* [YOUR TASK]: Find the string "static" in the material. Copy every line that has it.

* [RECORDS PROVIDED]:
Content starts
PR #874, opened 2023-08-18
fix(wallet): remove tx from inFlight$ when loading by the time it's already on-chain

mkazlauskas:
# Context

Wallet can end up in a state where transaction is present in both:
- history store
- in-flight store

When that happens, wallet gets in a faulty state,
because TransactionsTracker looking only for new transactions
when waiting for a transaction to be on-chain.

# Proposed Solution

Check the entire transaction history when looking for on-chain confirmation


packages/wallet/src/services/TransactionsTracker.ts
```diff
@@ -250,7 +250,13 @@ export const createTransactionsTracker = (
   );
 
   const txOnChain$ = (evt: OutgoingTx): Observable<OutgoingOnChainTx> =>
-    onChainNewTxSuccess$.pipe(
+    merge(
+      historicalTransactions$.pipe(
+        take(1),
+        mergeMap((txs) => from(txs))
+      ),
+      onChainNewTxSuccess$
```
mirceahasegan, line 258: I think it's safe to remove onChainNewTxSuccess$. It is included in historicalTransactions$

mkazlauskas: It has a `take(1)` from `historicalTransactions$`, so that we don't have to check it against every historical transaction twice.

mirceahasegan: Missed that. good to go 😄

mirceahasegan (approved):
Nicely done @mkazlauskas ! 🚀

packages/wallet/test/PersonalWallet/methods.test.ts
```diff
@@ -464,6 +464,14 @@ describe('PersonalWallet methods', () => {
         expect(await txPending).toEqual(outgoingTx);
       });
 
+      it('does not re-serialize the transaction to compute transaction id', async () => {
```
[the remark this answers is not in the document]
rhyslbw: Leave it for now, but in future you could say as a comment "This transaction produces a different ID when round-tripping serialisation"

packages/wallet/src/PersonalWallet/PersonalWallet.ts
```diff
@@ -158,12 +158,15 @@ const isSignedTx = (input: Cardano.Tx | TxCBOR | OutgoingTx | SignedTx): input i
...
-      cbor: input,
-      // Do not re-serialize transaction body to compute transaction id
-      id: Cardano.TransactionId.fromTxBodyCbor(TxBodyCBOR.fromTxCBOR(input))
-    };
+    return usingAutoFree((scope) => {
+      const tx = scope.manage(Serialization.Transaction.fromCbor(input));
+      return {
+        body: tx.toCore().body,
+        cbor: input,
+        // Do not re-serialize transaction body to compute transaction id
```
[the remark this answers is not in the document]
rhyslbw: Looks that way 😅

rhyslbw (dismissed):
Great work @mkazlauskas 🚀

packages/core/src/Serialization/Transaction.ts
```diff
@@ -98,8 +99,8 @@ export class Transaction {
    * @param cbor The CBOR encoded transaction object.
    * @returns The new transaction instance.
    */
-  static fromCbor(cbor: HexBlob): Transaction {
-    const reader = new CborReader(cbor);
+  static fromCbor(cbor: TxCBOR): Transaction {
```
mirceahasegan, line 102: Isn't this a breaking change?

mirceahasegan (dismissed):

packages/wallet/test/PersonalWallet/methods.test.ts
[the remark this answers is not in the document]
mkazlauskas: Added the comment since I was updating the commits anyway

packages/core/src/Serialization/Transaction.ts
mkazlauskas: It is not at runtime, but could break builds :sweat_smile: nice catch, reworded the commit

mirceahasegan (approved):

rhyslbw (approved):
Content ends
* [RESPONSE BELOW]:
-  static fromCbor(cbor: HexBlob): Transaction {
+  static fromCbor(cbor: TxCBOR): Transaction {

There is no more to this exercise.